**PROBLEM TO SOLVE**. Scan the data below and pick out the lines containing the word "have".

**Saved entries**.
--- START ---

PR #1128, opened 2019-01-30
fix 1112

### LINKED ISSUE #1112: Some layout issues with large format layouts for android
Might effect tablets

screen shot 2019-01-22 at 9 16 04 am
screen shot 2019-01-22 at 9 16 14 am

youwenliang:
fix #1112

### DIFF
--- a/app/ui/archiveTile.js
+++ b/app/ui/archiveTile.js
@@ -29,7 +29,7 @@ function password(state) {
   const MAX_LENGTH = 32;
 
   return html`
-    <div class="my-2 px-4 md:px-0">
+    <div class="my-2 px-4">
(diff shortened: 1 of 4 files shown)


dannycoates:
off topic but... package-lock is so annoying. i think we should start to only commit changes to it when we also have a package.json change (like an `npm update`). cc @fzzzy

`git checkout -- package-lock.json` resets it after npm does it's bs.

fzzzy:
I agree about package-lock. Recently I have just not been adding it to my commits. I think we should update it whenever package.json changes, and also maybe the dependency update bot can update it? Assuming we actually merge those dependency updates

--- END ---

**ANSWER FOR THIS EXERCISE**.
off topic but... package-lock is so annoying. i think we should start to only commit changes to it when we also have a package.json change (like an `npm update`). cc @fzzzy
I agree about package-lock. Recently I have just not been adding it to my commits. I think we should update it whenever package.json changes, and also maybe the dependency update bot can update it? Assuming we actually merge those dependency updates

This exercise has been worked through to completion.